I read that ludicrous line, “without historical intent…” on a museum explanatory sheet today, about…
So it was like that, you know? Just Dusty (geddit?!). Windy, fiercely windy, a lot of dust. And then it all died off and turned ambient and Conrad Hall caught the setting rays like in Day of the Locust. (So, obviously, these posts are written after the wine at dinner…)
OK, so: Breakfast, a huge protein and carb loading festival of calories is included in the tariff, pastries, bread, cake, fruit, yogurt, cheese, cold cuts and hot choices like eggs benny and waffles. And after that some steps were in order.
We started by driving to a little fishing village called Fyropotamos, which sits on the northern tip of the island. What looks like a Roman ruin on the edge of the bay is in fact according to the guide books an old mining factory. (Note to self: Google what a mining factory is.) The pretty little church, a chapel in the memory of Saint Nicholas, is a protector of seamen. Someone said seamen!
The flowing dresses and headstands (yes headstands) of wannabe influencers were on full display in the rising sun and it took some doing to get tourist-free pics.
Our route had taken us through Triovasalos, a sort of business hub for locals, where acquaintances reconnect by double parking and idling in narrow laneways while others honk or manoeuvre by with gall and dexterity.

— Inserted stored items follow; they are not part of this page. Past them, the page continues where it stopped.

PR #4366, opened 2024-02-09
docs: improve `govet` description

silverwind:
As per https://github.com/golangci/golangci-lint/discussions/4363#discussioncomment-8413385, I think it's good to clarify this. Aim is to get this on the [docs page](https://golangci-lint.run/usage/linters/#govet). I did not add a `.` at the end of the sentence as it seems the docs build does that.

### DIFF
--- a/pkg/golinters/govet.go
+++ b/pkg/golinters/govet.go
@@ -145,7 +145,8 @@ func NewGovet(settings *config.GovetSettings) *goanalysis.Linter {
 	return goanalysis.NewLinter(
 		"govet",
 		"Vet examines Go source code and reports suspicious constructs, "+
-			"such as Printf calls whose arguments do not align with the format string",
+			"such as Printf calls whose arguments do not align with the format string. "+
+			"This is the same analysis as the 'go vet' tool",
 		analyzersFromConfig(settings),
 		conf,
 	).WithLoadMode(goanalysis.LoadModeTypesInfo)
--- a/pkg/golinters/govet.go
+++ b/pkg/golinters/govet.go
@@ -144,8 +144,7 @@ func NewGovet(settings *config.GovetSettings) *goanalysis.Linter {
 
 	return goanalysis.NewLinter(
 		"govet",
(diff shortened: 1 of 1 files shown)


pkg/golinters/govet.go
```diff
@@ -143,7 +143,8 @@ func NewGovet(settings *config.GovetSettings) *goanalysis.Linter {
 	return goanalysis.NewLinter(
 		"govet",
 		"Vet examines Go source code and reports suspicious constructs, "+
-			"such as Printf calls whose arguments do not align with the format string",
+			"such as Printf calls whose arguments do not align with the format string. "+
+			"This is the same analysis as the 'go vet' tool",
```
ldez, line 147:
```suggestion
			"It uses the same passes as 'go vet'.",
```

The sentence inside my [comment](https://github.com/golangci/golangci-lint/discussions/4363#discussioncomment-8413385) was a popularization for you but it's not something that we should write in a doc because it's not the reality.

Golancgi-lint is based on the internal tooling of `go vet`, and it also uses the passes.
"Analysis" is a specific term inside the technical context of golangci-lint and linters, which is not adapted to this situation.

ldez (changes requested):

silverwind:
As per https://github.com/golangci/golangci-lint/discussions/4363#discussioncomment-8415288, I think I will change it to this, highlighting the fact that they are not exactly the same (for example when `go vet` adds new passes but golangci has not updated yet:

`It is roughly the same as 'go vet' and uses its passes.`

pkg/golinters/govet.go
silverwind, line 147:
```suggestion
			"It is roughly the same as 'go vet' and uses its passes.",
```

silverwind: Thanks, I used a variant of your suggestion below.

ldez (approved):
LGTM

Antonboom (approved):

Issue #4368, opened 2024-02-09
Version missing from golangci-lint in Docker image since v1.56.0


ashmckenzie:
### Welcome

- [X] Yes, I'm using a binary release within 2 latest major releases. Only such installations are supported.
- [X] Yes, I've searched similar issues on GitHub and didn't find any.
- [X] Yes, I've read the typecheck section of the FAQ (https://golangci-lint.run/usage/faq/#why-do-you-have-typecheck-errors).
- [X] Yes, I've tried with the standalone linter if available (e.g., gocritic, go vet, etc.). (https://golangci-lint.run/usage/linters/)

### Description of the problem

Since v1.56.0, the version component when running `golangci-lint` in the official Docker images is missing.

I believe https://github.com/golangci/golangci-lint/pull/4279 is connected with the missing version.

### Version of golangci-lint

<details>
N/A
</details>

### Configuration

<details>
N/A
</details>

### Go environment

<details>
N/A
</details>

### Verbose output of running

<details>
N/A
</details>

### A minimal reproducible example or link to a public repository

```sh
$ docker run --rm -ti golangci/golangci-lint:v1.55.2-alpine golangci-lint version
golangci-lint has version v1.55.2 built with go1.21.3 from e3c2265f on 2023-11-03T13:27:48Z
```

vs.

```sh
$ docker run --rm -ti golangci/golangci-lint:v1.56.0-alpine golangci-lint version
golangci-lint has version  built with go1.22.0 from 1a00b409 on 2024-02-07T14:52:31Z
```

### Validation

- [X] Yes, I've included all information above (version, config, etc.).

PR #4369, opened 2024-02-09
dev: fix variables incorrectly passed to 'go build'

ashmckenzie:
This PR aims to solve https://github.com/golangci/golangci-lint/issues/4368 by ensuring the `APP_VERSION` and `CGO_ENABLED` variables are correctly set prior to being used by `go build`:

**Before** (from d7513984d5b44c7cd49d98931a5fcb1c1a4231b8)

```sh
$ docker build --quiet -f build/Dockerfile --build-arg VERSION=9.9.9 --build-arg SHORT_COMMIT=abc123 --build-arg DATE=now . -t test/golang-ci-lint && docker run --rm -ti test/golang-ci-lint golangci-lint version
sha256:6749ff93236299ceac1d04987f3384415fa7f081cfc9ea8695412a2a86f30690
golangci-lint has version  built with go1.22.0 from abc123 on now
```

**After** (from `ashmckenzie/fix-missing-version-in-docker-build`)

```sh
$ docker build --quiet -f build/Dockerfile --build-arg VERSION=9.9.9 --build-arg SHORT_COMMIT=abc123 --build-arg DATE=now . -t test/golang-ci-lint && docker run --rm -ti test/golang-ci-lint golangci-lint version
sha256:2f2607b9836e56d75b7aca69363aa5329619bcaf8a46d2448957d450645550ce
golangci-lint has version 9.9.9 built with go1.22.0 from abc123 on now
```

Closes: https://github.com/golangci/golangci-lint/issues/4368

### DIFF
--- a/build/Dockerfile
+++ b/build/Dockerfile
@@ -7,8 +7,8 @@ ARG DATE
 
 COPY / /golangci
 WORKDIR /golangci
-RUN APP_VERSION=${VERSION#v} \
-    CGO_ENABLED=0 \
+RUN APP_VERSION=${VERSION#v}; \
+    CGO_ENABLED=0; \
     go build -trimpath -ldflags "-s -w -X main.version=$APP_VERSION -X main.commit=$SHORT_COMMIT -X main.date=$DATE" -o golangci-lint ./cmd/golangci-lint/main.go
 
 # stage 2


ldez:
Hello @ashmckenzie, thank you for the issue and the PR.

I think will solve this problem by stopping the old approach with a "manual" build, and just integrating the build of the images inside the gorelease process.
See #4370.

ashmckenzie:
Hi @ldez, thanks for the quick response! 

https://github.com/golangci/golangci-lint/pull/4370 looks like a more scalable approach for the future which is great but the diff is quite large in comparison to the two line fix here 🙂  

Would you consider merging this PR as a bugfix and https://github.com/golangci/golangci-lint/pull/4370 as a feature improvement ?

ldez:
There is a large diff but it's really easy to review and test it.

I don't close your PR for now, I will see with the other maintainers if they have the time to review my PR.

In all cases, your PR or my PR will be a part of the next bug-fix release.

build/Dockerfile
```diff
@@ -7,8 +7,8 @@ ARG DATE
 
 COPY / /golangci
 WORKDIR /golangci
-RUN APP_VERSION=${VERSION#v} \
-    CGO_ENABLED=0 \
+RUN APP_VERSION=${VERSION#v}; \
```
Antonboom, line 10: @ashmckenzie just for interest – how it works? :D

Antonboom (approved):

build/Dockerfile
ashmckenzie: The previous logic never worked as intended as passing variables to commands like this just doesn't work, for example:

```sh
$ VAR="test" echo "VAR=[${VAR}]"
VAR=[]

$ VAR="test"; echo "VAR=[${VAR}]"
VAR=[test]
```

Antonboom: this is `sh` magic?
I remember the common pattern `FOO=bar cmd args` (or using `export`)

bombsimon: This is more how the variable is scoped to `echo` only and not `sh`. 

```sh
› VAR="test" echo "VAR=[${VAR}]"
VAR=[]

› VAR="test" sh -c 'echo "VAR=[${VAR}]"'
VAR=[test]
```
In the first example `$VAR` is only visible to `echo` (not the assignment) but in the second example it's scoeped to `sh` so it will be in the scope for everything `sh` calls.

So in this case `APP_VERSION` is visible to `go` but not to the command line flags. Here's an example where you can read it as an env but not use it as an arg:

```sh
› VAR=test perl -E 'say $ENV{"VAR"}; say @ARGV' some-arg $VAR
test
some-arg
```

If you use `export` you make it globally visible so that's not the same.

PR #4404, opened 2024-02-21
dev: clean up Executor 

ldez:
This is the first part of the rewrite of the command line (the `Executor`).
I split the changes into several PRs to ease the review.

This PR mainly moves, organizes, and splits the current code.
There are no major changes, but I spent a lot of time analyzing the code to be able to make the right changes to prepare for the new step.

I also removed all the deprecated flags.
They have been deprecated for multiple years (2018), so it is safe to remove them.

I made small commits to ease the review: each commit contains one change.
I recommend reviewing each commit first instead of the full change because it's easier to follow changes.

I already have the next PR, but this PR must be merged first.

related to https://github.com/golangci/golangci-lint/pull/4397#discussion_r1494525093

FYI with changes inside this PR, I can just move one line to fix the problem related to the configuration loading, but this will not fix the core of the problem: the maintainability of the code.
Also, this PR improves a bit the performance by removing one of the multiple builds of the linters (I will also fix that in another PR).

EDIT: [--update-refs](https://git-scm.com/docs/git-rebase/2.43.0#Documentation/git-rebase.txt---update-refs) is the best rebase option ever!

### DIFF
--- a/pkg/commands/executor.go
+++ b/pkg/commands/executor.go
@@ -1,14 +1,7 @@
 package commands
 
 import (
-	"bytes"
-	"context"
-	"crypto/sha256"
 	"errors"
-	"fmt"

Michio Suzuki’s name was taken in vain many times…
We drove out of that bay and over the mountain to a second village, Klima. Here the fishing huts have largely been converted to cottages. Where fisherman used to store their boats at sea level, and live on the floor up, are now the nautical version of a British mews. (Note to self: Write the to the Guardian’s Notes & Queries asking what’s the nautical version of a British mews?)
The valley around Klima was littered with wild sage which filled the air with a lovely pungent aroma, and small orchards of lemon trees and figs surrounded the old homes that lay in various states of disrepair, of marked difference to the upmarket tourist digs. The terraced hills led up to the Roman amphitheatre but it was too hot to make the hillside trek even after the pre-diabetes breakfast spread.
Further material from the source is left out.